| TASK BRIEF |
Scan the records for "govuk" and copy each line that contains it.
[[ AVAILABLE DATA open ]]
PR #1005, opened 2023-10-12
EL-1226: Flag up client-side errors in our system tests

patrick-laa:
[Jira ticket](https://dsdmoj.atlassian.net/browse/EL-1226)

## What changed and why

Flag up client-side errors in our system tests
Same for warnings.
Also fix a broken image reference (because it was flagged up by our tests)

## Checklist


HettieS (approved):
This looks good to me, I tested this by checking out the branch and starting the Rails server twice in application.js - it triggered the rails-ujs error that we saw last week. I couldn't work out how to trigger the 'warning' behaviour whilst testing.

As this new config will only run in our system specs, I'm wondering if we should add something to the README for our system specs, to call out that they are the place to test javascript? But might not be necessary.

PR #1006, opened 2023-10-12
EL-1228: Add client-side Sentry monitoring

patrick-laa:
[Jira ticket](https://dsdmoj.atlassian.net/browse/EL-1228)

## What changed and why

Put environment-specific Sentry keys in config, and use them to init Sentry client-side error reporting, adjusting our CSP to allow it.

## Checklist

### DIFF
--- a/app/javascript/application.js
+++ b/app/javascript/application.js
@@ -5,8 +5,15 @@ if (sentryDsn) {
   Sentry.init({
     dsn: sentryDsn,
     integrations: [new Sentry.BrowserTracing(), new Sentry.Replay()],
-    tracesSampleRate: 1.0,
+    // All errors are captured
+    sampleRate: 1,
+    // 10% of non-erroring sessions are captured for performance monitoring
+    tracesSampleRate: 0.1,
+
+    // 10% of sessions are replayable
     replaysSessionSampleRate: 0.1,
+
+    // All erroring sessions are replayable
     replaysOnErrorSampleRate: 1.0,
   });
 }
--- a/app/javascript/application.js
+++ b/app/javascript/application.js
@@ -7,14 +7,13 @@ if (sentryDsn) {
     integrations: [new Sentry.BrowserTracing(), new Sentry.Replay()],
     // All errors are captured
     sampleRate: 1,
-    // 10% of non-erroring sessions are captured for performance monitoring
-    tracesSampleRate: 0.1,
-
-    // 10% of sessions are replayable
-    replaysSessionSampleRate: 0.1,
-
     // All erroring sessions are replayable
     replaysOnErrorSampleRate: 1.0,
+
+    // No non-erroring sessions are captured for performance monitoring
+    tracesSampleRate: 0,
+    // No non-erroring sessions are replayable
+    replaysSessionSampleRate: 0,
   });
 }
 
--- a/app/javascript/application.js
+++ b/app/javascript/application.js
@@ -46,5 +46,3 @@ if (!window._rails_loaded) {
 initAll();
 initResults();
 initFeedback();
-
-
--- a/app/javascript/application.js
+++ b/app/javascript/application.js
@@ -1,6 +1,7 @@
 import { initAll } from "govuk-frontend";
 import initResults from "./results";
 import Rails from '@rails/ujs';
+import * as Sentry from "@sentry/browser";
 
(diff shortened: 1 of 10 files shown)


app/javascript/application.js
```diff
@@ -1,3 +1,16 @@
+import * as Sentry from "@sentry/browser";
+
+const sentryDsn = document.querySelector("body").dataset.sentryDsn;
+if (sentryDsn) {
+  Sentry.init({
+    dsn: sentryDsn,
+    integrations: [new Sentry.BrowserTracing(), new Sentry.Replay()],
+    tracesSampleRate: 1.0,
+    replaysSessionSampleRate: 0.1,
```
HettieS, line 9: Just wondering if we need to sample any sessions without errors?

app/views/layouts/application.html.slim
```diff
@@ -29,7 +29,7 @@ html dir="ltr" lang="en-GB" class="govuk-template"
 
     = stylesheet_link_tag "application", "data-turbo-track": "reload"
     = javascript_include_tag "application", "data-turbo-track": "reload", defer: true, nonce: true
-  body class="govuk-template__body"
+  body class="govuk-template__body" data-sentry-dsn=ENV["SENTRY_CLIENT_SIDE_DSN"]
```
HettieS, line 32: What's the reason that we are creating a new variable `SENTRY_CLIENT_SIDE_DSN` instead of using the existing `SENTRY_DSN`?

app/javascript/application.js
```diff
@@ -1,3 +1,16 @@
+import * as Sentry from "@sentry/browser";
+
+const sentryDsn = document.querySelector("body").dataset.sentryDsn;
+if (sentryDsn) {
```
HettieS, line 4: We may not need to but I wonder if we need to check for the Sentry feature flag - was just testing this locally, I had set the `SENTRY_CLIENT_SIDE_DSN` in my local dev settings, but hadn't enabled the feature flag. The alert went straight through to Sentry with the flag not enabled. Maybe that's fine?

app/views/layouts/application.html.slim
HettieS: I'm now wondering if this is something to do with my above comment re. feature flag!

HettieS (commented):
Quick question re feature flag but this does look good!

app/javascript/application.js
patrick-laa: So as I understand it the tracesSampleRate gives us that, which is mildly useful for performance tracking.

app/views/layouts/application.html.slim
patrick-laa: So these are 2 different Sentry keys, one for server-side and one for client-side. I guess the reason is one is a private secret and one is public (because for it to be available to the JS client-side it needs to be available in the source of the page).

app/javascript/application.js
HettieS: I'm sorry, my question was super unclear - I think what I meant to ask is, why do we need to sample sessions without errors? And it was looking at `replaysSessionSampleRate: 0.1` that made me wonder that. I was thinking that config is going to generate a replay for 10% of our checks, is that something we want?

patrick-laa: I have tweaked this and added comments

app/javascript/application.js
patrick-laa: Fixed.

app/javascript/application.js
patrick-laa: Ah, OK, sorry, basically errorless session monitoring is something that Sentry throws in "for free". On the back end we use it to monitor the speed of our servers and which endpoints get called the most. On the front end it adds a little more data that has the opportunity to show is if something starts going wrong. But it is maybe more than we actually need, and potentially pushes into some murky privacy water. So maybe best to remove everything except error cases.

app/views/layouts/application.html.slim
patrick-laa: As discussed on Slack, as you correctly pointed out, these are _not_ two separate keys - Sentry provides the same value for client-side and server-side DSNs. So we don't need to store it in 2 variables.

HettieS (approved):
Looks good - is there a follow up action to remove the sentry DSN from `kube-secrets` ?

patrick-laa:
@HettieS yes indeed - once this is merged and deployed we should do exactly that.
[[ AVAILABLE DATA closed ]]
| RESPONSE AREA |
 import { initAll } from "govuk-frontend";
@@ -29,7 +29,7 @@ html dir="ltr" lang="en-GB" class="govuk-template"
-  body class="govuk-template__body"
+  body class="govuk-template__body" data-sentry-dsn=ENV["SENTRY_CLIENT_SIDE_DSN"]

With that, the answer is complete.